Using PDDs

Calculation

The pointwise distance distribution (PDD) of a crystal is given by amd.PDD(). It accepts a crystal and an integer k, returning the \(\text{PDD}_k\) as a 2D NumPy array with k+1 columns, the weights of each row being in the first column.

If you have a .cif file, use amd.io.CifReader to read the crystals (see Reading cifs). If you have CSD refcodes and csd-python-api is installed, use amd.io.CSDReader (see Reading from the CSD).

# get PDDs of crystals in a .cif
reader = amd.CifReader('file.cif')
pdds = [amd.PDD(crystal, 100) for crystal in reader]

# get PDDs of DEBXIT01 and DEBXIT02 from the CSD
crystals = list(amd.CSDReader(['DEBXIT01', 'DEBXIT02']))
pdds = [amd.PDD(crystal, 50) for crystal in crystals]

You can also give the coordinates of motif points and unit cell as a tuple of numpy arrays, in Cartesian form:

# PDD (k=10) of 3D cubic lattice
motif = np.array([[0,0,0]])
cell = np.identity(3)
cubic_lattice = (motif, cell)
cubic_pdd = amd.PDD(cubic_lattice, 10)

The object returned by amd.PDD is a NumPy array with k+1 columns.

Calculation options

amd.PDD accepts a few optional arguments (not relevant to amd.AMD):

amd.PDD(periodic_set, k, lexsort=True, collapse=True, collapse_tol=1e-4, return_row_groups=False)
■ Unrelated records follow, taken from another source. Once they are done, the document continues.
PR #740, opened 2015-09-11
Added Request#parse method to client build

alex94puchades:
Allows browser clients to override response parser (already allowed in node builds) (as part of #690)

PR #742, opened 2015-09-15
Allow custom parser in Request [was: Fixes #740]

alex94puchades:
Added parse method to Request class instead of Response

### DIFF
--- a/lib/client.js
+++ b/lib/client.js
@@ -640,6 +640,20 @@ Request.prototype.type = function(type){
 };
 
 /**
+ * Force given parser
+ * 
+ * Sets the body parser no matter type.
+ * 
+ * @param {Function}
+ * @api public
+ */
+
+Request.prototype.parse = function(fn){
+  this._parser = fn;
+  return this;
+};
+
+/**
  * Set Accept to `type`, mapping values from `request.types`.
  *
  * Examples:
@@ -961,7 +975,7 @@ Request.prototype.end = function(fn){
   if ('GET' != this.method && 'HEAD' != this.method && 'string' != typeof data && !isHost(data)) {
     // serialize stuff
     var contentType = this.getHeader('Content-Type');
-    var serialize = request.serialize[contentType ? contentType.split(';')[0] : ''];
+    var serialize = this._parser || request.serialize[contentType ? contentType.split(';')[0] : ''];
     if (serialize) data = serialize(data);
   }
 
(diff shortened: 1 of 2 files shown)


defunctzombie:
What is the issue? Please make a better commit message. Was the previous commit not tested? Please add tests for this now, clearly the previous commit was bad and I should have been more thorough in reviewing it.

lib/client.js
```diff
@@ -980,7 +980,8 @@ Request.prototype.end = function(fn){
   if ('GET' != this.method && 'HEAD' != this.method && 'string' != typeof data && !isHost(data)) {
     // serialize stuff
     var contentType = this.getHeader('Content-Type');
-    var serialize = request.serialize[contentType ? contentType.split(';')[0] : ''];
+    var contentParser = request.serialize[contentType ? contentType.split(';')[0] : ''];
```
defunctzombie: `this._parser || ` can just prefix this to avoid the lookup if we have a parser

alex94puchades:
@defunctzombie Sorry, really, it was my bad. This is what happens when "fast" gets in the place of "good". I am really sorry. The issue with the last commit was that it added the ability to override a parser for the Response, when what I wanted to was to add that ability to Request. It WAS tested, it was tested not to break anything that wasn't broken, and I was adding unit tests sometime in the future. Everything I said still applies: no backward-incompatible changes, no broken tests, it was just a typo.

defunctzombie:
Can you add a client test for these changes so it doesn't break in the
future and we know it works plz :)

lib/client.js
alex94puchades: Is that a real issue? Sorry, I was just trying to keep within the 80 character line width

defunctzombie: Nope, just a suggestion.

alex94puchades:
Wow, seems like this is gonna take a little more time than I thought : /

alex94puchades:
I fear this is gonna take me some time : /

alex94puchades:
@defunctzombie pffew, all tests pass now :)

alex94puchades:
@defunctzombie Ready to be merged at last! ^^

defunctzombie:
please remove the dummy commit and squash remaining commits into a single one with a commit message describing the change

alex94puchades:
Done

defunctzombie:
@alex94puchades what's with the "fix detection of root object" commit?

alex94puchades:
Sorry, I think it got included while squashing commits, I hope everything is fine now

defunctzombie:
:+1:

Issue #605, opened 2015-03-27
Favor request.delete() over request.del()


dennishall1:
Request itself has to manage del as a special case of the REST verbs.  Most code that uses request also has to treat delete specially, as del.   Request could benefit from treating DELETE the same as all other verbs, and map it to request.delete instead of request.del.  (This update to request would align with how express treats delete:  http://expressjs.com/api.html#app.delete.method)

```
methods.forEach(function(method){
  var name = 'delete' == method ? 'del' : method;
```

rase-:
I do think parity with `express` would make a lot of sense, not to mention consistency of verb method names, and would be in favor of this. 

cc @defunctzombie for an opinion

I wonder if there is another reason for missing `.delete` other than reserved names being generally considered bad practice for property names.

defunctzombie:
I have been bitten by this a few times but the moment we change it, I am almost 100% certain someone will complain and say it doesn't work in `use strict` or something. As long as it works under `use strict` then I have no problem with making an alias.

shesek:
It should be fine with strict mode as long as `obj['delete']` is used rather than `obj.delete`.

dennishall1:
Shouldn't be anything wrong with `obj.delete`.  Strict mode should only disallow an attempt to set a value to a _global variable_ named `delete`, but this is not a global variable, it is an object's method name.

Seems fine:
`(function(){ "use strict";  var o = {};  o.delete = "hello"; return o; })();`
..."Use strict" does not appear to prevent setting an Object property named delete.

The only potential gotchya would be if the language ever decided to add an un-overridable `delete` method or property to the Object prototype.  `Object :: deleteProperty` is in the ES6 draft.

defunctzombie:
Would review a PR for this.

iMerica:
This has been closed, yet `.delete()` is still not supported. What was the final resolution?

shesek:
@iMerica This issue is still opened, the "closed" you're seeing is from the referenced issue at [borisyankov/DefinitelyTyped](https://github.com/borisyankov/DefinitelyTyped).

focusaurus:
Fixed by #743

PR #743, opened 2015-09-17
605: adds delete verb support and maintains del verb support

aaroncrows:
Addresses #605. This maintains support for 'del' while adding 'delete' so that it's not a breaking change. On the client side it maps the same function that was used for 'del' to both verbs. On the server side it adds 'del' to the list of methods if it isn't there and maps them both to the 'DELETE' request. Added a test for the client that's the same as del. Doesn't seem like this should be an issue with 'use strict' but I could easily add a test for that since it can be scoped to a function.

### DIFF
--- a/lib/client.js
+++ b/lib/client.js
@@ -1076,11 +1076,14 @@ request.head = function(url, data, fn){
  * @api public
  */
 
-request.del = function(url, fn){
+function del(url, fn){
   var req = request('DELETE', url);
   if (fn) req.end(fn);
   return req;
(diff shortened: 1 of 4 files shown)


focusaurus:
LGTM. API addition so semver minor bump. @pornel @olalonde please review and merge if you approve. @aaroncrows thanks for your good work on this one!

pornel:
We don't support IE8, and ES5 allows reserved words as property names, so it's all good.

PR #750, opened 2015-10-01
confusing behaviour of buffer setting for custom parsers

Cwallice:
Looks like custom parsing didn’t propagate correct response object back

### DIFF
--- a/lib/node/index.js
+++ b/lib/node/index.js
@@ -948,7 +948,7 @@ Request.prototype.end = function(fn){
     // explicit parser
     if (parser) parse = parser;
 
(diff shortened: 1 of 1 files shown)


Cwallice:
I faced this problem while doing proxy responses with "application\yaml" content type
Since proxy our engine is very generic it really doesn't care about possible return content type before response is actually received, since that I can't set parse function and while buffer option set to true is really a solution it still bring confusing because it doesn't come along with parsing settings logic

pornel:
I think the buffering situation was fixed in 2.3

PR #758, opened 2015-10-07
Fix ie11 sends 'undefined' string if data was undefined. Issue #632

### LINKED ISSUE #632: An empty body with PUT on ie11 sends undefined down the wire.
The following code sends content-length: 0 and no body on FF and Chrome, but on IE11 the browser sends "undefined" with content-length: 9.

```
superagent('PUT', 'example.com').set('API-Key', 'foobar').end(function(err, res){
   // handle response
});
```

I used superagent 1.2.0, IE11 via modern.ie and tcpdump to verify this. The request was a CORS request with an initial OPTIONS call identical to Chrome and FF.

Can anyone reproduce the error?

vadimgoncharov:
Fixed #632

### DIFF
--- a/lib/client.js
+++ b/lib/client.js
@@ -992,6 +992,9 @@ Request.prototype.end = function(fn){
 
   // send stuff
   this.emit('request', this);
+
+  // IE11 xhr.send(undefined) sends 'undefined' string as POST payload (instead of nothing)
+  // We need null here if data is undefined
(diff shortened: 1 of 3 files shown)


focusaurus:
LGTM. Bugfix so semver patch. @vadimgoncharov if you feel inclined to add a unit test, we'd love that. @pornel @olalonde please review and merge if you agree.

vadimgoncharov:
@focusaurus done.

lexsort lexicograpgically orders the rows of the PDD, and collapse merges rows if all elements of rows are within collapse_tol. The definition of PDD requires both in order to satisfy invariance (that two isometric sets have equal PDDs). However, earth mover’s distance does not depend on the order of rows, so lexsort=False makes no difference to comparisons. Setting collapse=False will not change the earth mover’s distances either, but comparisons can take longer if rows aren’t collapsed.

Sometimes it’s useful to know which rows of the PDD came from which motif points in the input. Setting return_row_groups=True makes the function return a tuple (pdd, groups), where groups[i] contains the indices of the point(s) corresponding to pdd[i]. Note that these indices are for the asymmetric unit of the set, whose indices in periodic_set.motif are accessible through periodic_set.asymmetric_unit.

Comparison

The Earth mover’s distance is the appropriate metric to compare PDDs. The amd.compare module contains functions for these comparisons.

compare.PDD_pdist() and compare.PDD_cdist() are like scipy’s functions pdist and cdist. pdist takes one set and compares all elements pairwise, whereas cdist takes two sets and compares elements in one with the other. cdist returns a 2D distance matrix, but pdist returns a condensed distance matrix (see scipy’s pdist function).

# compare crystals in file1.cif with those in file2.cif by PDD, k=100
pdds1 = [amd.PDD(crystal, 100) for crystal in amd.CifReader('file1.cif')]
pdds2 = [amd.PDD(crystal, 100) for crystal in amd.CifReader('file2.cif')]
distance_matrix = amd.PDD_cdist(pdds1, pdds2)

# compare everything in file1.cif with each other
condensed_dm = amd.PDD_pdist(pdds1)

You can compare one PDD with another with compare.EMD():

# compare DEBXIT01 and DEBXIT02 by PDD, k=100
pdds = [amd.PDD(crystal, 100) for crystal in amd.CSDReader(['DEBXIT01', 'DEBXIT02'])]
distance = amd.EMD(pdds[0], pdds[1])

compare.EMD(), compare.PDD_pdist() and compare.PDD_cdist() all accept an optional argument metric, which can be anything accepted by scipy’s pdist/cdist functions. The metric used to compare PDD matrices is always Earth mover’s distance, but this still requires another metric between the rows of PDDs (so there’s a different Earth mover’s distance for each choice of metric).

Comparison options and multiprocessing

amd.PDD_cdist and amd.PDD_pdist share the following optional arguments:

  • metric (default chebyshev) chooses the metric used to compare PDD rows, as explained above. See scipy’s cdist/pdist for a list of accepted metrics.

  • n_jobs (new in 1.2.3, default None) is the number of cores to use for multiprocessing (passed to joblib.Parallel). Pass -1 to use the maximum.

  • verbose (changed in 1.2.3, default 0) controls the verbosity level, increasing with larger numbers. This is passed to joblib.Parallel, see their documentation for details.